Eckert VI Projection is a pseudocylindrical equal-area map projection proposed by German cartographer Max Eckert in 1906. As the sixth and most widely recognized projection in the Eckert series, it represents a significant departure from the earlier Eckert I–V designs. Unlike its predecessors, Eckert VI features equally spaced straight parallels and curved meridians that are elliptical arcs, with the central meridian appearing as a straight line half the length of the equator. The poles are represented as points (rather than lines), creating a more conventional and visually appealing world map while maintaining strict equal-area properties. This projection is often compared favorably to the Robinson projection in terms of aesthetic balance.

Eckert II Projection is a pseudocylindrical equal-area map projection proposed by German cartographer Max Eckert in 1906. As the second projection in the Eckert series, it shares the same geometric framework as Eckert I—equally spaced straight meridians interrupted at the equator, a central meridian half the length of the equator, and uniformly distributed straight parallels—but introduces a critical mathematical modification to achieve equal-area property. The poles are represented as straight lines half the length of the equator, and the projection maintains zero area distortion globally, making it a rare example of a simple pseudocylindrical equal-area projection.

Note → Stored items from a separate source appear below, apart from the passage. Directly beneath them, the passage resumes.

PR #1462, opened 2019-02-28
Lesson 4, Trigrams Assignment

ganttArt:


students/christopher_gantt/lesson04/trigrams.py
```diff
@@ -0,0 +1,72 @@
+#!/usr/bin/env python3
+import random
+
+wish_i_may = "I wish I may I wish I might"
+
+f = open('sherlock.txt')
+book = f.read()
```
natasha-aleksandrova: is it preferred to use `with` when working with files

ganttArt: Because there was a bunch of stuff I had to do to the text of the book I wasn’t sure if I would need to keep the book open until the end of the script. Once I assign f.read to a variable can I close it then?

natasha-aleksandrova: exactly 🙂 

you want to close the file once you're done working with it, in this case you've read the content and you're done with that file. In general, keeping files open for long periods of time is not advised.

PR #1466, opened 2019-03-03
Lesson10 submission for JohnRoge

johnroge:
Pretty sure I'm missing a few opportunities and would appreciate any feedback I can get.


natasha-aleksandrova:
@johnroge can you please elaborate on "Pretty sure I'm missing a few opportunities" ?

johnroge:
The code runs fine, but I suspect I'm not taking full advantage of any opportunities for things like recursion, list comprehension, using the various methods. Would love to see these things pointed out.

students/john_rogers/lesson10/donors_fp.py
```diff
@@ -0,0 +1,141 @@
...
+
+    def total_amount_raised(self):
+        return sum([d.total_donations for d in self.donors])
+
+    def total_number_donations(self):
+        return sum([d.number_of_donations for d in self.donors])
+
+    def thank_all(self):
+        for donor in self.donors:
+            letter = Donor.form_letter(donor)
```
natasha-aleksandrova: incorrect usage of class: `form_letter` should be called on an instance.

`donor` is an instance
`Donor` is a class

so should be : `letter = donor.form_letter()`

students/john_rogers/lesson10/donors_fp.py
```diff
@@ -0,0 +1,141 @@
...
+            print(letter)
+            print()
+
+    def save_report(self):
+        print('Saving database to disk...')
+        for donor in self.donors:
+            letter = Donor.form_letter(donor)
```
natasha-aleksandrova: same here, call the method on an instance

students/john_rogers/lesson10/donors_fp.py
```diff
@@ -0,0 +1,141 @@
...
+        """
+        sorted_donors = []
+
+        for donor in self.donors:
+            sorted_donors.append([[donor.full_name],
+                                 [donor.total_donations],
+                                 [donor.number_of_donations],
+                                 [donor.avg_donation_amount]])
+
+        sorted_donors.sort(key=lambda x: x[1])
```
natasha-aleksandrova: `sort()` method has a reverse flag that you can set to True

johnroge:
Appreciate the feedback, will get those fixed today.
JR

PR #1469, opened 2019-03-04
Lesson 7 html_render

mattclau:
I really struggled with this one because I've never gotten OO programming before in any of my classes. I  had to lean heavily on the tutorial at first, but by step 4, I was getting the hang of it and didn't need refer back to it.  I can't figure out why the test file keeps telling me that html_render doesn't take 3 arguments.

### DIFF
--- a/students/mattclau/lesson07/html_render.py
+++ b/students/mattclau/lesson07/html_render.py
@@ -1,0 +1,160 @@
+'Main class to hold html elements'
+class Element:
+
+    'class attribute to store html tags'
+    tag = 'html'
+
+    indent = '\t'
+
+    def __init__(self, content=None, **kwargs):
+        'initialize Element with the content to be stored as a list, default list starts with the content passed in'
+        if content is None:
+            self.content = []
+        else:
+            self.content = [content]
+        if kwargs is not None:
+            self.attribs = kwargs
+        else: self.attribs = {}
+
+
+    def append(self, new_text):
+        'append method that appends new text to the element class'
+        self.content.append(new_text)
+
+    def add_attributes(self):
+
+        attributes = ''
+
+        for key, value in self.attribs.items():
+            attributes += key
+            attributes += '="'
+            attributes += value +'"'
+
+        return attributes
+
+
+    def render(self, out_file, cur_ind = ''):
+        'renders the content of the element to a file with appropriate tags'
+
+        #add attributes to go inside tag if they exist
+        if self.attribs != {}:
+            out_file.write(f'{cur_ind}<{self.tag} {self.add_attributes()}>\n')
+        else:
+            out_file.write(f'{cur_ind}<{self.tag}>\n')
+
+        for item in self.content:
+            try:
+                item.render(out_file, cur_ind+self.indent)
+            except AttributeError:
+                out_file.write(cur_ind+self.indent+item)
+
+            out_file.write('\n')
+
+        out_file.write(f'{cur_ind}</{self.tag}>')
+
+
+class Body(Element):
+    tag = 'body'
+
+class Html(Element):
+    tag = 'html'
+
+    #override render to add doctype tag at top of file then call element render for rest of file
+    def render(self, out_file):
+        out_file.write(f'<!DOCTYPE html>\n')
+
+        Element.render(self, out_file, '')
+
+class P(Element):
+    tag = 'p'
+
+class Head(Element):
+    tag = 'head'
+
+class OneLineTag(Element):
+    'class to render all on 1 line'
+    def render(self, out_file, indent = ''):
+
+        if self.attribs != {}:
+            out_file.write(f'{indent}<{self.tag} {self.add_attributes()}>')
+        else:
+            out_file.write(f'{indent}<{self.tag}>')
+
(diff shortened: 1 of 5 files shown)


mattclau:
Added lesson 8 assignment circle class.  I got through this one much easier now that OO is finally clicking some.

students/mattclau/lesson08/circle.py
```diff
@@ -0,0 +1,65 @@
...
+
+@total_ordering
+class Circle:
+
+    _diameter = 0
+    pi = math.pi
+    _area = 0
+    circles = []
+
+    def __init__(self, radius, diameter=None):
```
natasha-aleksandrova: why have this optional param that's never used?

students/mattclau/lesson08/circle.py
```diff
@@ -0,0 +1,65 @@
+#Class for creating and manipulating circles
+import math
+from functools import total_ordering
+
+@total_ordering
+class Circle:
+
+    _diameter = 0
```
natasha-aleksandrova: why is this a class a variables?

students/mattclau/lesson08/circle.py
```diff
@@ -0,0 +1,65 @@
...
+    pi = math.pi
+    _area = 0
+    circles = []
+
+    def __init__(self, radius, diameter=None):
+        self.radius = radius
+        self.diameter = radius*2
+        self.circles.append(self)
```
natasha-aleksandrova: it is not ideal design. Circle represents a single circle and shouldn't have a reference to many circles.

students/mattclau/lesson07/html_render.py
```diff
@@ -0,0 +1,160 @@
...
+            self.content = []
+        else:
+            self.content = [content]
+        if kwargs is not None:
+            self.attribs = kwargs
+        else: self.attribs = {}
+
+
+    def append(self, new_text):
+        'append method that appends new text to the element class'
```
natasha-aleksandrova: docstrings use triple double quotes

students/mattclau/lesson07/html_render.py
```diff
@@ -0,0 +1,160 @@
...
+        self.content.append(new_text)
+
+    def add_attributes(self):
+
+        attributes = ''
+
+        for key, value in self.attribs.items():
+            attributes += key
+            attributes += '="'
+            attributes += value +'"'
```
natasha-aleksandrova: this would look better on a single line:
`attributes += f'{key}="{value}"'`

students/mattclau/lesson07/html_render.py
```diff
@@ -0,0 +1,160 @@
...
+
+
+    def render(self, out_file, cur_ind = ''):
+        'renders the content of the element to a file with appropriate tags'
+
+        #add attributes to go inside tag if they exist
+        if self.attribs != {}:
+            out_file.write(f'{cur_ind}<{self.tag} {self.add_attributes()}>\n')
+        else:
+            out_file.write(f'{cur_ind}<{self.tag}>\n')
```
natasha-aleksandrova: shouldn't need the if/else since self.add_attributes would return an empty string on empty attrs

students/mattclau/lesson07/html_render.py
```diff
@@ -0,0 +1,160 @@
...
+class Title(OneLineTag):
+    tag = 'title'
+
+class SelfClosingTag(Element):
+
+    #override init to raise error if content passed
+    def __init__(self, content=None, **kwargs):
+        if content is not None:
+            raise TypeError('Self closing tags cannot have content')
+        if kwargs is not None:
```
natasha-aleksandrova: you can call here the super init method instead of duplicating the code.

students/mattclau/lesson07/html_render.py
```diff
@@ -0,0 +1,160 @@
...
+    #override init to allow various headers
+    def __init__(self, level, content=None, **kwargs):
+        'initialize Element with the content to be stored as a list, default list starts with the content passed in'
+        if content is None:
+            self.content = []
+        else:
+            self.content = [content]
+        if kwargs is not None:
+            self.attribs = kwargs
+        else: self.attribs = {}
```
natasha-aleksandrova: call the parent init method instead of duplicating the code.

mattclau:
Hi Natasha,

I made changes to the circle class, but I don't understand this comment:


+    def __init__(self, radius, diameter=None):


why have this optional param that's never used?

The diameter=None param is used by the alternate constructor to make a circle using the diameter instead of the radius:

@classmethod
        radius = diameter / 2
        diameter = diameter
        return cls(radius, diameter)

Is there some other way to do this?

Thanks,

Matthew Houston

850-702-8788

students/mattclau/lesson08/circle.py
natasha-aleksandrova: to your question about unused diameter param; you're not actually using it in here, you're setting 
`self.diameter = radius * 2`

the alternate constructor should be:
```
    @classmethod
        return cls(diameter / 2)
```

mattclau:
Thnks, that makes sense.


Matthew Houston

850-702-8788

PR #282, opened 2017-10-03
Set {,DEBUG_}OUTPUT_NAME on non-Win32 platforms

cysp:
… so that lept.pc can be created with the correct linker information.


egorpugin:
We had some discussion on this, so that *nix version library must be 'lept' (or processed as 'liblept'). But this is true for official autotools build and not true for cmake build.
So, I'm going to merge cmake changes on behalf of cmake users' requests.

PR #283, opened 2017-10-24
add support for openjpeg 2.3

BorisMansencal:
Small changes to add support for openjpeg 2.3.
This is in particular necessary to compile on msys2.


DanBloomberg:
@egorpugin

Eckert I Projection is a pseudocylindrical compromise map projection proposed by German cartographer Max Eckert in 1906. As the first of six projections in the Eckert series, it features a highly distinctive geometric structure: meridians are equally spaced straight lines that are interrupted at the equator, while the central meridian is a straight line only half the length of the projected equator. Parallels are uniformly distributed straight lines perpendicular to the central meridian, and the poles are represented as straight lines half the length of the equator. The projection is neither conformal nor equal-area, with scale correct only along the 47°10′ north and south parallels.